Content starts

Issue #822, opened 2019-12-05
Move our CI tools from Composer dev dependencies to PHARs via Phive


oliverklee:
The way https://github.com/sebastianbergmann/phpunit/ does it.

This will avoid problems with conflicting dependencies between the tools (or with the non-dev dependencies of Emogrifier itself).

oliverklee:
Comment by @burzum moved from https://github.com/MyIntervals/emogrifier/issues/819#issuecomment-562283209:

@oliverklee how do you want to do the setup with Phive? Add the files in their according version to each branch / version? Or set it up when running Travis? I'm working on getting Phive set up only on Travis right now.

I've made some progress but it's trial and error with Travis... Is there no way to change the config online like we can do with Scrutinize and run builds using that config without committing the config file?

oliverklee:
> how do you want to do the setup with Phive? Add the files in their according version to each branch / version? Or set it up when running Travis?

@burzum The way https://github.com/sebastianbergmann/phpunit/ does it, i.e., the usage via Phive should replace the current dev dependencies and should be available both for Travis CI as well as local development (via Composer scripts).

oliverklee:
Note to myself: We can autoload from PHARs (e.g., so that Psalm can find PHPUnit's classes) this way: https://github.com/composer/composer/issues/5036#issuecomment-467761062

oliverklee:
And this is how to register an autoloader with Psalm:
https://psalm.dev/docs/running_psalm/configuration/#autoloader

PR #851, opened 2020-03-28
[TASK] Move php-cs-fixer to phive

oliverklee:
This reduces conflicts between our dependencies.

Part of #822


oliverklee:
> Should https://github.com/MyIntervals/emogrifier/blob/master/.github/CONTRIBUTING.md#install-the-development-dependencies also be updated?

Yes, when we move the corresponding tools (i.e., not in this PR).

PR #852, opened 2020-03-28
[TASK] Move PHPMD to Phive

oliverklee:
Also regenerate `phive.xml` to use the default formatting.

Part of #822


phive.xml
```diff
@@ -1,4 +1,5 @@
 <?xml version="1.0" encoding="UTF-8"?>
 <phive xmlns="https://phar.io/phive">
-    <phar name="php-cs-fixer" version="^2.16" installed="2.16.1" location="./tools/php-cs-fixer" copy="true"/>
+  <phar name="php-cs-fixer" version="^2.16" installed="2.16.1" location="./tools/php-cs-fixer" copy="true"/>
+  <phar name="phpmd" version="^2.7" installed="2.7.0" location="./tools/phpmd" copy="true"/>
```
JakeQZ: I've just noticed the `installed` attribute.  It looks to me like something specific to a local copy and set up, and thus should be excluded from version control?

PR #853, opened 2020-03-29
[BUGFIX] Add `<head>` element despite `<header>`

JakeQZ:
Also test around the issue.

Resolves #844.

### DIFF
--- a/tests/Unit/CssInlinerTest.php
+++ b/tests/Unit/CssInlinerTest.php
@@ -2253,6 +2253,20 @@ class CssInlinerTest extends TestCase
     }
 
     /**
+     * #844
+     *
+     * @test
+     */
+    public function inlineCssKeepsRuleWithPseudoComponentInMatchingSelectorForHtmlWithHeader()
+    {
+        $subject = $this->buildDebugSubject('<html><header><a>foo</a></header></html>');
+
+        $subject->inlineCss('a:hover { color: green; }');
+
+        self::assertContainsCss('<style type="text/css">a:hover { color: green; }</style>', $subject->render());
+    }
+
+    /**
      * @return string[][]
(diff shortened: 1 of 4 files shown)


tests/Unit/CssInlinerTest.php
```diff
@@ -2252,6 +2252,20 @@ public function inlineCssAppliesCssToMatchingElementsAndKeepsRuleWithPseudoCompo
         self::assertContainsCss('<style type="text/css">a:hover { color: green; }</style>', $result);
     }
 
+    /**
+     * #844
```
oliverklee: To keep the code succinct, please let's not have issue numbers in the code. Having them in the changelog and the git history should suffice.

tests/Unit/HtmlProcessor/AbstractHtmlProcessorTest.php
```diff
@@ -175,6 +175,9 @@ public function contentWithoutHeadTagDataProvider(): array
             'doctype only' => ['<!DOCTYPE html>'],
             'body content only' => ['<p>Hello</p>'],
             'BODY element' => ['<body></body>'],
+            // #844
```
oliverklee: Please let's remove the issue number here as well.

JakeQZ:
> To keep the code succinct, please let's not have issue numbers in the code. Having them in the changelog and the git history should suffice.

OK, I've removed these.

Perhaps I am abusing the `needs unit tests` label?  I added it because the tests added went slightly beyond the specific issue.  But perhaps it is intended as a temporary label like `waiting for feedback`?

oliverklee:
@JakeQZ I intended the `unit tests needed`label to mean "there still are some tests missing".

PR #855, opened 2020-03-31
[CLEANUP] Whitespace-agnostic HTML test comparison

JakeQZ:
In tests for `AbstractHtmlProcessor`, ignore whitespace differences in the outer
`<html>` element.

This will help with #831.

Also added test that the `<body>` content passed to `fromHtml()` is preserved
and returned by `render()`.

### DIFF
--- a/tests/Unit/HtmlProcessor/AbstractHtmlProcessorTest.php
+++ b/tests/Unit/HtmlProcessor/AbstractHtmlProcessorTest.php
@@ -757,8 +757,8 @@ class AbstractHtmlProcessorTest extends TestCase
      */
     private static function assertEqualsHtml(string $expected, string $actual, string $message = '')
     {
-        $normalizedExpected = self::normalizeHtml($expected);
-        $normalizedActual = self::normalizeHtml($actual);
+        $normalizedExpected = self::normalizeHtmlElement($expected);
+        $normalizedActual = self::normalizeHtmlElement($actual);
 
         self::assertSame($normalizedExpected, $normalizedActual, $message);
     }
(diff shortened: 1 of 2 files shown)


tests/Unit/HtmlProcessor/AbstractHtmlProcessorTest.php
```diff
@@ -732,4 +746,42 @@ public function getDomDocumentVoidElementNotHasChildNodes(string $htmlWithNonXml
...
+
+    /**
+     * Normalizes whitespace in the HTML element itself (but not its descendants) and after its closing tag, with a
+     * single newline inserted or replacing whitespace at positions where whitespace may occur but is superfluous.
+     *
+     * @param string $html
+     *
+     * @return string
+     */
+    private static function normalizeHtml(string $html)
```
oliverklee, line 774: This method can have a `string` return type annotation.

oliverklee, line 774: I propose renaming this to `normalizeHtmlElement` to make it clear it's not about the string `$html`, but about the specific element. WDYT?

JakeQZ: Good catch.  I've added #857 to see if missing return type anntations could be automatically caught.

JakeQZ: OK.  Have changed thus.  The original name was because I wasn't sure whether some whitespace within the `<head>` element might also need normalizing, but testing against changes in #831 I found this wasn't required.

oliverklee: I think the callers still are using the old name.

JakeQZ: > I think the callers still are using the old name.

Sorry, I'd fixed this in a local copy where I ran the tests, but forgot to merge with the `git` folder from which I did the `push`.

PR #861, opened 2020-04-09
[TASK] Upgrade to V2 of the PHP setup GitHub action

oliverklee:


oliverklee:
We might need to fix #862 first. Let's see.

oliverklee:
Rebased and repushed.

oliverklee:
Yay, everything is green now! Merging.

Content ends

== Task directions ==
Determine how many lines of the data above hold the word "intended". Output that number only.

== Solution for this problem ==
2